A prominent feature of the Nag Tibba range is the long ridge lines which continue along the top of the mountain range. Thus, Nag Tibba range has very long summit height trails which do not take you near any villages directly. We got onto one of these trails and continued on a gentle walk, looking to find any signs of civilizations or a village nearby. Keeping on the right trail was made more difficult by the frequent meadows we encountered on the way, with each of them having multiple trails going off them. And all along, we were without food, through heavy rains and reduced visibility. It was turning out to be an adventure beyond what we had anticipated.

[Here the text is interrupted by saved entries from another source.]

PR #191, opened 2015-06-29
Rework password utilities to use passwords, not spec objects

dmlloyd:


dmlloyd:
Depends on #190.

src/main/java/org/wildfly/security/password/spec/SaltedSimpleDigestPasswordSpec.java
```diff
@@ -23,7 +23,7 @@
  *
  * @author <a href="mailto:darran.lofthouse@jboss.com">Darran Lofthouse</a>
  */
-public final class SaltedSimpleDigestPasswordSpec implements AlgorithmPasswordSpec {
+public final class SaltedSimpleDigestPasswordSpec implements PasswordSpec {
 
     private final String algorithm;
```
fjuma: Looks like "algorithm" should be removed here and in the constructor as well.

src/main/java/org/wildfly/security/password/spec/ScramDigestPasswordSpec.java
```diff
@@ -23,7 +23,7 @@
  *
  * @author <a href="mailto:sguilhen@redhat.com">Stefan Guilhen</a>
  */
-public final class ScramDigestPasswordSpec implements AlgorithmPasswordSpec {
+public final class ScramDigestPasswordSpec implements PasswordSpec {
 
     private final String algorithm;
```
fjuma: Same here.

PR #192, opened 2015-06-29
Modifiable realms

dmlloyd:


dmlloyd:
Depends on #180, #190, #191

At last long, we reached a broad trail which signalled regular movement and after a few minutes we saw a few huts just a few hundred metres away on the trail. But since the huts were above our location, we decided to move in the opposite direction, hoping to find the village downwards. An hour’s walk brought us into a deeper forest with no signs of any village visible along. With sunset just a bit more than an hour away, the only hope was now to reach the huts, retracing our steps and ask for help. We quickly turned back and reached the huts in about an hour. To our amazement, we were far off the trail to Pantwari, around 15 KMs away but fortunately, just above the village of Kyari, a village in the same valley as Thatyur. We could see the village of Kyari in the distance and quickly started descending along the way shown by the residents of the huts. These people were living here to tend to their fields, growing wheat and vegetables around.
An hour of knee-rattling descend ( we were now on the move for almost 11 hours) brought us down to the village of Kyari. The villagers were astonished as trekkers seldom came down this way, being far off from the main Nag Tibba top and not falling on any of the main trekking routes. We enquired for accommodation and were told to go towards Thatyur in shared taxis to get accommodation. We gobbled on food in a local shop and then got going towards Thatyur, staying at a guest house there for the night.
Morning, we took a shared cab towards Mussourie and then moved to Delhi from there on. Though the plans for WildBoots were already on their way, the sense of togetherness on this adventure had given all three of us confidence that come what may, we will make this work. And thus was born WildBoots.
P.S. - The route from the top to Pantwari is easier but if going by our own vehicle, it is better to come back via Kyari so that we vehicle need not move a long distance from Thatyur to Pantwari to pick you up.
Another better way is to start the trek from Pantwari which is a shorter route and then retrace your steps back to Pantwari.